=== Begin Enclosure ===
PR #265, opened 2026-03-04
feat: fix inscription fees and add parent/child support

### LINKED ISSUE #253: Feature Request: Parent/Child Inscription Support (Ordinals Provenance)
cc @biwas @whoabuddy @arc0btc

## Context

[AIBTC News](https://aibtc.news) inscribes daily intelligence briefs to Bitcoin using the MCP `inscribe` / `inscribe_reveal` tools. We want to use [Ordinals provenance](https://docs.ordinals.com/inscriptions/provenance.html) (parent/child inscriptions) to link every daily brief as a child of a single parent inscription, creating a verifiable on-chain collection.

Casey Rodarmor (Ordinals creator) specifically recommended this pattern for our use case.

**Parent inscription (already created):** [5f82a985e3797d3e6638443d6acc93ff4f27e574402bbf204966f2c54b4941b8i0](https://ordinals.com/inscription/5f82a985e3797d3e6638443d6acc93ff4f27e574402bbf204966f2c54b4941b8i0)

```
AIBTC.news
Daily agent news, inscribed permanently to Bitcoin.
```

## What's needed

The [provenance spec](https://docs.ordinals.com/inscriptions/provenance.html) requires three changes to the reveal transaction:

1. **Tag `3` in the inscription envelope** — serialized parent inscription ID (32-byte reversed txid + LE index, trailing zeroes stripped)
2. **Parent UTXO spent as an additional input** — proves ownership of the parent
3. **Parent returned as first output** — so it can be reused for the next child

## Proposed parameter additions

**`inscribe` (commit step):**
```
+ parentInscriptionId: string (optional) — e.g. "5f82a985...i0"
```

**`inscribe_reveal` (reveal step):**
```
+ parentInscriptionId: string (optional) — encoded as tag 3 in envelope
+ parentUtxo: string (optional) — "txid:vout" of parent inscription
+ parentUtxoValue: number (optional) — satoshi value (needed for signing)
```

**`estimate_inscription_fee`:**
```
+ parentInscriptionId: string (optional) — adds ~65-70 vbytes
```

## Reveal transaction structure

```
INPUTS:
  [0]  Parent inscription UTXO    ← new (key-path Schnorr signature)
  [1]  Commit output UTXO         ← existing (script-path spend)

OUTPUTS:
  [0]  Parent return → wallet     ← new (preserves sat position)
  [1]  Child inscription → wallet ← existing
```

## Existing JS/TS library

[`micro-ordinals`](https://github.com/paulmillr/micro-ordinals) (by paulmillr) already implements parent/child envelope construction in TypeScript, including tag `3` encoding and the `InscriptionId` serialization format. Uses `@scure/btc-signer` for transaction building. Could be used directly or as reference:

```typescript
import { p2tr_ord_reveal, Inscription } from 'micro-ordinals';

const inscription: Inscription = {
  tags: {
    contentType: 'text/plain;charset=utf-8',
    parent: '5f82a985e3797d3e6638443d6acc93ff4f27e574402bbf204966f2c54b4941b8i0',
  },
  body: new TextEncoder().encode('child content'),
};

const revealPayment = p2tr_ord_reveal(pubkey, [inscription]);
```

## Reference implementations

- **ord (canonical, Rust):** [tag.rs](https://github.com/ordinals/ord/blob/master/src/inscriptions/tag.rs), [inscription.rs](https://github.com/ordinals/ord/blob/master/src/inscriptions/inscription.rs), [plan.rs](https://github.com/ordinals/ord/blob/master/src/wallet/batch/plan.rs)
- **micro-ordinals (JS/TS):** [github.com/paulmillr/micro-ordinals](https://github.com/paulmillr/micro-ordinals)
- **Mainnet example:** [OnChainMonkey Genesis](https://ordinals.com/inscription/fb162a46943e5d7d31d72ee2c8c850e66c1ca5d0d453068aa63883528285ed21i0) — parent with 10k children

## Technical notes

- All new params are optional — fully backward compatible
- Commit input index shifts from `0` to `1` when parent is present (affects sighash calculation)
- Parent inputs use standard Schnorr key-path signing; commit input uses tapscript script-path (existing)
- `get_ordinal_utxos` already can locate the parent UTXO

## Use case

```
AIBTC News (parent inscription)
├── Brief 2026-03-01 (child)
├── Brief 2026-03-02 (child)
├── Brief 2026-03-03 (child)
└── ...daily, permanently
```

### LINKED ISSUE #263: inscribe_reveal fee calculation bug: fee = 120 × feeRate regardless of content size
## Bug Summary

The `inscribe_reveal` (and likely `inscribe_child_reveal`) tool calculates the reveal transaction fee as `120 × feeRate` regardless of the actual transaction size or inscription content size. This produces dramatically underpaying transactions that may never confirm.

## Expected Behavior

The reveal fee should be calculated based on the actual transaction virtual size (vsize) multiplied by the requested fee rate. For an 8.7 KB HTML inscription, the reveal tx is ~2,317 vB, so at 6 sat/vB the fee should be ~13,900 sats.

## Actual Behavior

The fee is always `120 × feeRate`:

| feeRate | Expected Fee | Actual Fee | Effective Rate | Result |
|---------|-------------|-----------|---------------|--------|
| 6 sat/vB | ~13,900 sats | 720 sats | 0.31 sat/vB | Stuck in mempool |
| 2 sat/vB | ~4,634 sats | 240 sats | 0.10 sat/vB | Stuck in mempool |

The remaining sats from the `revealAmount` go into the inscription output UTXO instead of being used as miner fee.

## Reproduction

1. Call `inscribe` with `contentType: "text/html;charset=utf-8"` and ~8.7 KB base64 content, `feeRate: 6`
2. Wait for commit to confirm
3. Call `inscribe_reveal` with the same parameters plus `commitTxid` and `revealAmount` from step 1
4. Check the broadcast reveal tx on mempool.space — the fee will be exactly `120 × feeRate` sats, and the effective sat/vB will be far below what was requested

## Impact

- **Two parent inscriptions stuck in mempool** at 0.10 and 0.31 sat/vB, likely to be evicted
- ~30,000 sats in commit outputs effectively lost (locked in taproot script-path outputs that only the reveal can spend)
- No way to CPFP via MCP tools because `psbt_sign` cannot sign taproot key-path inputs (missing tap internal key metadata)
- The `estimate_inscription_fee` tool returns the **correct** fee calculation, making the bug even more confusing — users see a correct estimate, then the actual tx underpays by ~27x

## Affected Transactions

- Reveal `26f5cce3a378d76e57a09cd0c7ca98a5eb10f1a4787eafa65f2bfcf16a9a92f4` — 240 sat fee, 0.10 sat/vB effective
- Reveal `912cbbf3c6b9e4a46ceec9c08514fee625b65e4b7469aacb73a54175b8fe6f39` — 720 sat fee, 0.31 sat/vB effective

## Suggested Fix

In the reveal transaction builder, the fee should be calculated as:
```
fee = revealTxVsize × feeRate
outputValue = 546  // dust limit for inscription UTXO
revealAmount = fee + outputValue
```

Currently it appears to use a hardcoded vsize estimate of 120 vB, which is only valid for tiny inscriptions (~50 bytes). The actual vsize scales with content size since the inscription data is in the witness.

## Environment

- aibtc-mcp-server (latest as of 2026-03-04)
- Mainnet
- Content: 8,668 bytes HTML inscription

### LINKED ISSUE #264: inscribe_child: parent inscription not found despite being confirmed on-chain
## Bug Description

`inscribe_child` returns `"Inscription {id} not found or missing UTXO data"` for a confirmed parent inscription that is visible on ordinals.com and has a confirmed UTXO at the expected taproot address.

## Steps to Reproduce

1. Create a parent inscription using `inscribe` + `inscribe_reveal` (not `inscribe_child`)
2. Wait for confirmation (in our case, confirmed at block 939,310)
3. Call `inscribe_child` with `parentInscriptionId: "912cbbf3c6b9e4a46ceec9c08514fee625b65e4b7469aacb73a54175b8fe6f39i0"`
4. Error: `Inscription 912cbbf3c6b9e4a46ceec9c08514fee625b65e4b7469aacb73a54175b8fe6f39i0 not found or missing UTXO data`

## Evidence the inscription exists

- **ordinals.com**: Returns HTTP 200 for `/inscription/912cbbf3c6b9e4a46ceec9c08514fee625b65e4b7469aacb73a54175b8fe6f39i0`
- **mempool.space**: UTXO confirmed at taproot address `bc1pcadvkp7l3mgtff2l9qk38e9wlapyfy830atrtq7dh6l3aqxa5snsczgzm7`, txid `912cbbf3...`, vout 0, value **18,226 sats**, block 939,310
- Multiple retries over several minutes — same error each time

## Possible Causes

1. **Non-standard UTXO value**: The parent inscription UTXO has 18,226 sats (due to the fee calculation bug in `inscribe_reveal` documented in #263). If the lookup filters by expected inscription output value (~546 sats), it would miss this UTXO.

2. **Internal database only**: The tool may only recognize inscriptions tracked in its own internal state, not arbitrary on-chain inscriptions. If the parent was created via `inscribe`/`inscribe_reveal` but the child lookup uses a different tracking mechanism, it could fail.

3. **Indexer lag**: The MCP server's ord indexer may not have synced to block 939,310 yet. However, the inscription has been confirmed for 20+ blocks, making this less likely.

## Related Issues

- #263 — `inscribe_reveal` fee calculation bug (same inscription affected)

## Impact

Cannot create child inscriptions linked to parent inscriptions created with this tool. Blocks the AIBTC News daily brief child inscription pipeline.

## Workaround

Building a standalone daemon that finds the parent UTXO directly via mempool.space API, bypassing the MCP tool's inscription lookup.

whoabuddy:
## Summary
- **Fix reveal fee calculation** — `buildRevealTransaction` was using the 34-byte P2TR output script size instead of actual inscription content size, causing all reveal fees to estimate at ~120 vbytes regardless of content (closes #263)
- **Add parent/child inscription support** — new builder logic for parent tag in envelope, parent UTXO as input 0, parent return as output 0, correct index shifting (closes #253)
- **Wire parent/child into MCP tools** — optional `parentInscriptionId` on `inscribe`, `inscribe_reveal`, and `estimate_inscription_fee` with Hiro Ordinals API lookup and validation (closes #264)
- **Refactor** — deduplicate fee rate resolution (`resolveBtcFeeRate` helper), extract `estimateRevealTxVbytes()`, remove redundant `hasParent` flag, fix broken tests

## Test plan
- [ ] `npm run build` compiles cleanly
- [ ] `npm test` — all 410 tests pass
- [ ] Test standard inscription flow (no parent) still works unchanged
- [ ] Test parent/child inscription with a known parent inscription ID
- [ ] Verify fee estimates scale with content size (not fixed ~120 vbytes)
- [ ] Verify parent not found / unconfirmed errors surface correctly

### DIFF
--- a/src/tools/ordinals.tools.ts
+++ b/src/tools/ordinals.tools.ts
@@ -20,8 +20,6 @@ import {
   P2TR_OUTPUT_VBYTES,
   TX_OVERHEAD_VBYTES,
   DUST_THRESHOLD,
-  P2TR_INPUT_BASE_VBYTES,
-  WITNESS_OVERHEAD_VBYTES,
 } from "../config/bitcoin-constants.js";
 import { createJsonResponse, createErrorResponse } from "../utils/index.js";
 import {
@@ -34,6 +32,7 @@ import {
   buildCommitTransaction,
   buildRevealTransaction,
   deriveRevealScript,
+  estimateRevealTxVbytes,
   type InscriptionData,
   type ParentUtxo,
 } from "../transactions/inscription-builder.js";
@@ -64,6 +63,29 @@ function formatInscription(inscription: ParsedInscription, index: number) {
       hasMetadata: !!inscription.metadata,
     },
   };
+}
+
+/**
+ * Resolve a BTC fee rate from a preset name, explicit number, or undefined (default medium).
+ * Uses MempoolApi.getFeeTiers() for consistency with bitcoin.tools.ts, sbtc.tools.ts, etc.
+ */
+async function resolveBtcFeeRate(
+  feeRate: "fast" | "medium" | "slow" | number | undefined,
+  mempoolApi: MempoolApi
+): Promise<number> {
+  if (typeof feeRate === "number") {
+    return feeRate;
+  }
+  const tiers = await mempoolApi.getFeeTiers();
+  switch (feeRate) {
+    case "fast":
+      return tiers.fast;
+    case "slow":
+      return tiers.slow;
+    case "medium":
+    default:
+      return tiers.medium;
+  }
 }
 
 const HIRO_ORDINALS_API_URL = "https://api.hiro.so/ordinals/v1";
@@ -252,12 +274,8 @@ export function registerOrdinalsTools(server: McpServer): void {
         const body = Buffer.from(contentBase64, "base64");
 
         // Get current fee estimate if not provided
-        let actualFeeRate = feeRate;
-        if (!actualFeeRate) {
-          const mempoolApi = new MempoolApi(NETWORK);
-          const fees = await mempoolApi.getFeeEstimates();
-          actualFeeRate = fees.halfHourFee;
-        }
+        const mempoolApi = new MempoolApi(NETWORK);
+        const actualFeeRate = await resolveBtcFeeRate(feeRate, mempoolApi);
 
         const hasParent = !!parentInscriptionId;
 
@@ -270,22 +288,8 @@ export function registerOrdinalsTools(server: McpServer): void {
           P2WPKH_OUTPUT_VBYTES;
         const commitFee = Math.ceil(commitSize * actualFeeRate);
 
-        // Reveal tx size:
-        // - 1 commit input (P2TR script-path) with inscription witness
-        // - When parent: +1 P2TR key-path input for parent UTXO
-        // - 1 output for inscription recipient
-        // - When parent: +1 P2TR output to return parent value
-        const revealWitnessSize =
-          Math.ceil((body.length / 4) * 1.25) + WITNESS_OVERHEAD_VBYTES;
-        const parentInputVbytes = hasParent ? P2TR_INPUT_BASE_VBYTES : 0;
-        const parentOutputVbytes = hasParent ? P2TR_OUTPUT_VBYTES : 0;
-        const revealSize =
-          TX_OVERHEAD_VBYTES +
-          P2TR_INPUT_BASE_VBYTES +
-          parentInputVbytes +
-          revealWitnessSize +
-          P2TR_OUTPUT_VBYTES +
-          parentOutputVbytes;
+        // Reveal tx size (uses shared formula from inscription-builder)
+        const revealSize = estimateRevealTxVbytes(body.length, hasParent);
         const revealFee = Math.ceil(revealSize * actualFeeRate);
 
         // Amount locked in reveal output
@@ -392,23 +396,7 @@ export function registerOrdinalsTools(server: McpServer): void {
 
         // Get fee rate
         const mempoolApi = new MempoolApi(NETWORK);
-        let actualFeeRate: number;
-
-        if (typeof feeRate === "string") {
-          const fees = await mempoolApi.getFeeEstimates();
-          switch (feeRate) {
-            case "fast":
-              actualFeeRate = fees.fastestFee;
-              break;
-            case "slow":
-              actualFeeRate = fees.hourFee;
-              break;
-            default:
-              actualFeeRate = fees.halfHourFee;
-          }
-        } else {
-          actualFeeRate = feeRate || (await mempoolApi.getFeeEstimates()).halfHourFee;
-        }
+        const actualFeeRate = await resolveBtcFeeRate(feeRate, mempoolApi);
 
         // Get UTXOs for funding
         const utxos = await mempoolApi.getUtxos(sessionInfo.btcAddress);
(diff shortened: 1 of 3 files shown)


whoabuddy:
Superseded by PRs #254, #256, #260, #262 which are already on main. Those PRs include the same fee fix, parent/child support, and docs — plus RBF support and additional bug fixes. Nothing unique remains on this branch.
=== End Enclosure ===
** TASK INSTRUCTIONS **
Reproduce word for word the material above, beginning with the line that contains "underpays by ~27x" and ending with the line that contains "2. Wait for confirmation".

** ANSWER **
- The `estimate_inscription_fee` tool returns the **correct** fee calculation, making the bug even more confusing — users see a correct estimate, then the actual tx underpays by ~27x

## Affected Transactions

- Reveal `26f5cce3a378d76e57a09cd0c7ca98a5eb10f1a4787eafa65f2bfcf16a9a92f4` — 240 sat fee, 0.10 sat/vB effective
- Reveal `912cbbf3c6b9e4a46ceec9c08514fee625b65e4b7469aacb73a54175b8fe6f39` — 720 sat fee, 0.31 sat/vB effective

## Suggested Fix

In the reveal transaction builder, the fee should be calculated as:
```
fee = revealTxVsize × feeRate
outputValue = 546  // dust limit for inscription UTXO
revealAmount = fee + outputValue
```

Currently it appears to use a hardcoded vsize estimate of 120 vB, which is only valid for tiny inscriptions (~50 bytes). The actual vsize scales with content size since the inscription data is in the witness.

## Environment

- aibtc-mcp-server (latest as of 2026-03-04)
- Mainnet
- Content: 8,668 bytes HTML inscription

### LINKED ISSUE #264: inscribe_child: parent inscription not found despite being confirmed on-chain
## Bug Description

`inscribe_child` returns `"Inscription {id} not found or missing UTXO data"` for a confirmed parent inscription that is visible on ordinals.com and has a confirmed UTXO at the expected taproot address.

## Steps to Reproduce

1. Create a parent inscription using `inscribe` + `inscribe_reveal` (not `inscribe_child`)
2. Wait for confirmation (in our case, confirmed at block 939,310)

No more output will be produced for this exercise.